**EXTRACTED RECORDS**
BEGIN
PR #949, opened 2023-09-12
Use new DeployFromRepository endpoint for deploy

cderici:
#### Description

This allows pylibjuju to use the new `DeployFromRepository` endpoint, introduced in the `Application` facade `v19`.

`PendingUploadResources` will be handled in a separate PR.

This also fixes what https://github.com/juju/juju/commit/22e3fc0ef46b718005c25b9dec6c3e2bfdee6204#diff-cd1b6b10813a1b0ebe7fe9a04f11c401dfeec0574ffb00058bfec98b6bb1d255 seems to be breaking by returning a non-empty error list `(Pdb) self.plan.errors
['', '', '', '', '', '', '', '', '']`  from `GetChangesMapArgs`.

#### QA Steps

There's two parts for QAing this. Making sure deploy still works for everything `< 3.3`. CI tests will cover most of that part of the QA, as we use deploy in almost every single integration test, and it's being tested against `latest/stable` (which as of today is `3.1.5`). So it is advisable to do the manual QA (see below) against juju `3.2`, just to be sure.

Second part is obviously making sure that the deploy works for `3.3` with the new endpoint. To do that, I simply 

```sh
 $ juju version
3.3-beta2-ubuntu-amd64
 $ juju bootstrap localhost lxd33 && juju add-model test
```

Then just manually deployed the `ubuntu` charm using repl.

```python
python -m asyncio
asyncio REPL 3.10.12 (main, Jun 11 2023, 05:26:28) [GCC 11.4.0] on linux
Use "await" directly instead of "asyncio.run()".
Type "help", "copyright", "credits" or "license" for more information.
>>> import asyncio
>>> from juju import model;m=model.Model();await m.connect();await m.deploy('ubuntu')
<Application entity_id="ubuntu">
>>>
exiting asyncio REPL...
```

All CI tests need to pass.

#### Notes & Discussion

JUJU-3637

PR #953, opened 2023-09-22
Handle pending upload resources deployfromrepository

cderici:
#### Description

This is the continuation of https://github.com/juju/python-libjuju/pull/949, that implements handling of the local resources that need to be uploaded after a (server-side) deploy.

In particular, this splits out the second part of the `add_local_resources` into a separate `_upload` function to use after the `DeployFromRepository` call which reports the pending file uploads if there's any.

#### QA Steps

Following the https://github.com/juju/python-libjuju/pull/949, this needs the server side deploy support from the controller (i.e. `<= 3.3`). So, 

```sh
 $ juju version
3.3-beta2-ubuntu-amd64
 $ juju bootstrap localhost lxd33 && juju add-model test
```

Now let's make a local resource to use:

```sh
 $ cd python-libjuju
 $ echo "jujurulez" > ./foo.txt
 $ cat ./foo.txt
jujurulez
```

Then just manually deploy the `juju-qa-test` charm with the local resource `foo.txt`.

```python
python -m asyncio
asyncio REPL 3.10.12 (main, Jun 11 2023, 05:26:28) [GCC 11.4.0] on linux
>>> import asyncio
>>> from juju import model;m=model.Model();await m.connect();await m.deploy('juju-qa-test', application_name='j1', resources={'foo-file':'./foo.txt'}))
<Application entity_id="j1">
>>>
exiting asyncio REPL...
```

Now confirm that the resource is uploaded:

```sh
 $ juju resources j1
Resource  Supplied by  Revision
foo-file  admin        2023-09-19T22:55
```

All CI tests need to pass.

#### Notes & Discussion

JUJU-3638

Note that, this is targeting the `origin:deploy-from-repository-new-endpoint` branch (of my own fork), which will be merged to `juju/python-libjuju:master`. After the merge, this will be pointing to there.


cderici:
Failing test is a timeout, unrelated to the PR, should be fixed by #952

jack-w-shaw (approved):
LGTM

Issue #961, opened 2023-10-13
Local charm urls are not parsed correctly


jack-w-shaw:
### Description

The way we parse local charm urls does not line up with Juju itself.

Often we deploy local charms with a charm-url-like string such as `local:/path/to/charm`. Accordingly pylibjuju parses this charm like {schema: "local", name: "/path/to/charm"}

However, this is not actually a valid charm url. See:
https://go.dev/play/p/PWib_PWD0KB?v=goprev

A real local charm url looks something like `local:focal/ubuntu-12` i.e. the same as charmhub charm urls. Sometimes pylibjuju recieves a local charm url like this, in the response to a facade call (charm upload, refresh, etc.) or to deploy a pre-deployed local charm.

Pylibjuju does not parse these correctly, so it is impossible to, say, parse the revision or series from this.

I'm guessing just out of coincidence we don't need to do so? But this could lead to difficult to track down bugs

### Urgency

Casually reporting

### Python-libjuju version

all

### Juju version

all

### Reproduce / Test

```python
from juju.url import URL
u = URL.parse("local:focal/ubuntu-12")
print(u.name)
print(u.revision)
```

PR #974, opened 2023-10-25
Parse charm URLs consistantly for local charms

jack-w-shaw:
Port forward https://github.com/juju/python-libjuju/pull/969

Parse charm URLs consistantly for local charms

Local charm URLs are confused in pylibjuju because often a charm
url-like string is passed into deploy, to explicitly specify a local
charm. These 'urls' were of the form 'local:/path/to/charm'

Local URLs were parsed accordingly.

However, the above is in no sense a url really so should be treated as
such. This also means that pylibjuju is unable to parse real local charm
urls returned to the client from the server when, say, uploading a local
charm.

Drop support for local charms like this. Instead parse local charm urls the
same way we parse charmhub charm url.

This has the side-effect, however, that we can no longer treat all
objects to deploy as URLs. Now, they are either URLs (ch or cs charms)
or paths or paths prepended with 'local:' (local charms)

As such, in deploy code and refresh code, we often need to branch on
is_local_charm. This is to ensure we don't attempt to parse paths as
URLs. Everywhere we URL.parse user input, we ensure the entity is not a
path

This resolves https://github.com/juju/python-libjuju/issues/961

#### QA Steps

```
tox -e unit -- tests/unit/test_url.py
```

```
tox -e integration -- tests/integration/test_model.py::test_deploy_local_bundle_dir
tox -e integration -- tests/integration/test_model.py::test_deploy_local_bundle_file
tox -e integration -- tests/integration/test_model.py::test_deploy_bundle_local_charms
tox -e integration -- tests/integration/test_model.py::test_deploy_local_charm
```

All CI tests need to pass.

(In a python interpreter)
```
>>> from juju.url import URL
>>> u = URL.parse("local:focal/ubuntu-12")
>>> print(u.name)
ubuntu
>>> print(u.revision)
12
>>> URL.parse("local:/path/to/charm")
  File "/home/jack/juju/python-libjuju/juju/url.py", line 50, in parse
    c = parse_v2_url(u, s, default_store)
  File "/home/jack/juju/python-libjuju/juju/url.py", line 138, in parse_v2_url
    raise JujuError("charm or bundle URL {} malformed".format(s))
juju.errors.JujuError: charm or bundle URL local:/path/to/charm malformed
```

Ensure the example scripts still function
```
$ python examples/deploy_bundle.py
$ python examples/deploy_local_bundle_with_resources.py
```

Verify the following example script runs successfully:
```
from juju import jasyncio
from juju.model import Model


async def main():
    model = Model()
    print('Connecting to model')
    await model.connect()
    try:
        print('path="/home/jack/charms/ubuntu"')
        await depl(model, path="/home/jack/charms/ubuntu")
        print('switch="/home/jack/charms/ubuntu"')
        await depl(model, switch="/home/jack/charms/ubuntu")
        print('switch="local:/home/jack/charms/ubuntu"')
        await depl(model, switch="local:/home/jack/charms/ubuntu")
    finally:
        print('Disconnecting from model')
        await model.disconnect()

async def depl(model, **kwargs):
    try:
        app = await model.deploy("ubuntu")
        await model.block_until(lambda: all(u[0].workload_status == 'active' for u in app.units))
        await app.refresh(**kwargs)
    finally:
        await app.remove()
        await model.block_until(lambda: not len(model.applications))

if __name__ == '__main__':
    jasyncio.run(main())
```

### DIFF
--- a/juju/model.py
+++ b/juju/model.py
@@ -450,7 +450,7 @@ class LocalDeployType:
     """LocalDeployType deals with local only deployments.
     """
 
-    async def resolve(self, url, architecture,
+    async def resolve(self, charm_path, architecture,
                       app_name=None, channel=None, series=None,
                       revision=None, entity_url=None, force=False,
                       model_conf=None):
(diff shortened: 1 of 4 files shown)


juju/model.py
```diff
@@ -541,7 +532,7 @@ async def resolve(self, url, architecture,
             raise JujuError('revision and channel are mutually exclusive when deploying a bundle. Please choose one.')
 
         if app_name is None:
-            app_name = url.name
+            app_name = charm_url.name
```
cderici, line 535: Looks like the `charm_url` is returned as a string and blowing up here, and needs to be fixed before further review. See https://github.com/juju/python-libjuju/actions/runs/6642890817/job/18048743466?pr=974#step:6:1553

cderici (changes requested):

juju/model.py
jack-w-shaw: Good spot. Thanks, this is a fairly easy fix, _resolve_charm is only called a few times, and when we do we don't assume it's a string mostly

jack-w-shaw: So I've decided to change it to return a charm url

cderici (approved):
CI fail is unrelated, this can land 👍

cderici:
Might need a rebase

PR #975, opened 2023-10-26
Fix juju config directory location pointed by XDG_DATA_HOME

cderici:
#### Description

XDG_DATA_HOME is supposed to point to the parent directory for applications. We were incorrectly setting that as Juju config dir.

#### QA Steps

No operational logic changes. All CI tests need to pass.

#### Notes & Discussions

Thanks @jameinel for pointing this out!

### DIFF
--- a/juju/utils.py
+++ b/juju/utils.py
@@ -46,19 +46,17 @@ def juju_config_dir():
 
     """
     # Check $JUJU_DATA first
-    config_dir = os.environ.get('JUJU_DATA', None)
+    config_dir = Path(os.environ.get('JUJU_DATA', None))
 
     # Second option: $XDG_DATA_HOME for ~/.local/share
-    if not config_dir:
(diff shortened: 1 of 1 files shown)


juju/utils.py
```diff
@@ -50,7 +50,9 @@ def juju_config_dir():
 
     # Second option: $XDG_DATA_HOME for ~/.local/share
     if not config_dir:
-        config_dir = os.environ.get('XDG_DATA_HOME', None)
+        base_dir = os.environ.get('XDG_DATA_HOME', None)
+        if base_dir is not None:
+            config_dir = base_dir + '/juju'
```
jack-w-shaw, line 55: What about the case `$XDG_DATA_HOME` has a trailing `/`?

jack-w-shaw (approved):
LGTM

PR #986, opened 2023-11-29
Add support for adding user secrets

cderici:
#### Description

This is the first PR in exposing user secrets for python-libjuju. I decided to split this work into multiple PRs (rest is/are coming right after this) because this PR was getting really big with the updated schema and the clients etc.

The main changes are as follows:

- Adds a new `secrets.py` module that contains the client logic for producing the data bag for secrets to be added (and updated), including reading values from yaml/json files etc.
- Updates the schema with the latest 3.3 schema from juju and re-generates the clients to get the `Secrets` v2 facade.
- Adds the `model.add_secret()` function that corresponds to `juju add-secret` cli command.

#### QA Steps

Some unit tests are added for the functions in the new `secrets.py` module.

```
tox -e py3 -- tests/unit/test_secrets.py::TestCreateSecretData
```

```
tox -e py3 -- tests/unit/test_secrets.py::TestReadSecretData
```

Also added an integration test for `add_secret`:

```
tox -e integration -- tests/integration/test_secrets.py::test_add_secret
```

This can also be tested manually by using Python repl:

```python
 $ python -m asyncio 
>>> from juju import model
>>> m=model.Model();await m.connect()
>>> await model.add_secret(name='my-apitoken', dataArgs=['token=34ae35facd4'])
secret:........
```

After this, check the `juju secrets`, you should see the newly added secret.

#### Notes & Discussion

JUJU-4926


cderici:
The integration tests in the gh action is running against 3.2 (which means no user secrets support in the controller), the GH workflow needs to be updated (I'll do that first thing tomorrow 👍).

anvial (approved):
I'm with the code.

So, We need only to fix the Integration tests.

PR #990, opened 2023-12-04
Pass websocket Close frame into ConnectionClosed

### LINKED ISSUE #989: (Bug in client/connection.py) "raise websockets.exceptions.ConnectionClosed" needs a 'Close' object, not the code and reason directly.
As per https://websockets.readthedocs.io/en/stable/reference/exceptions.html#websockets.exceptions.ConnectionClosed The parameters need to be 'Close' object, not a number code and reason string as seen on line 483.

https://github.com/juju/python-libjuju/blob/2581b0ced1df6201c6b7fd8cc0b20dcfa9d97c51/juju/client/connection.py#L483

cderici:
#### Description

This fixes a bug in connection where we pass close code and reason directly into the `websockets.exception.ConnectionClosed`, where it needs a Close frame that contains those.

Fixes #989

#### QA Steps

This doesn't affect any normal behavior, as this is sort of a safeguard against races. The only two times we raise this explicit exception is when the `MONITOR` is closed but either the receiver task is running still or someone makes an rpc call, which shouldn't happen anyways. So manually checking the arguments by the [doc](https://websockets.readthedocs.io/en/stable/reference/exceptions.html#websockets.exceptions.ConnectionClosed) is sufficient.

All CI tests need to pass.

#### Notes & Discussion

Needs to be forward ported into 3.x.

### DIFF
--- a/juju/client/connection.py
+++ b/juju/client/connection.py
@@ -436,7 +436,9 @@ class Connection:
 
     async def _recv(self, request_id):
         if not self.is_open:
-            raise websockets.exceptions.ConnectionClosed(0, 'websocket closed')
+            raise websockets.exceptions.ConnectionClosed(
+                websockets.frames.Close(websockets.frames.CloseCode.NORMAL_CLOSURE,
+                                        'websocket closed'))
         try:
             return await self.messages.get(request_id)
         except GeneratorExit:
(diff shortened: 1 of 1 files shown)


jack-w-shaw (approved):
LGTM

PR #993, opened 2023-12-14
Drop use of walrus operator

freyes:
#### Description

The walrus operator (`:=`) was introduced in Python 3.8, the use of it in the `2.9` branch breaks python 3.6 compatibility which is the version used in Ubuntu 18.04 (Bionic).

https://docs.python.org/3/whatsnew/3.8.html#assignment-expressions

#### QA Steps

1. Install python-libjuju in python 3.6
END
**WHAT YOU WILL DO**
Sift through the material above and copy each line that holds "fixed".

**PROBLEM SOLUTION**
Failing test is a timeout, unrelated to the PR, should be fixed by #952
cderici, line 535: Looks like the `charm_url` is returned as a string and blowing up here, and needs to be fixed before further review. See https://github.com/juju/python-libjuju/actions/runs/6642890817/job/18048743466?pr=974#step:6:1553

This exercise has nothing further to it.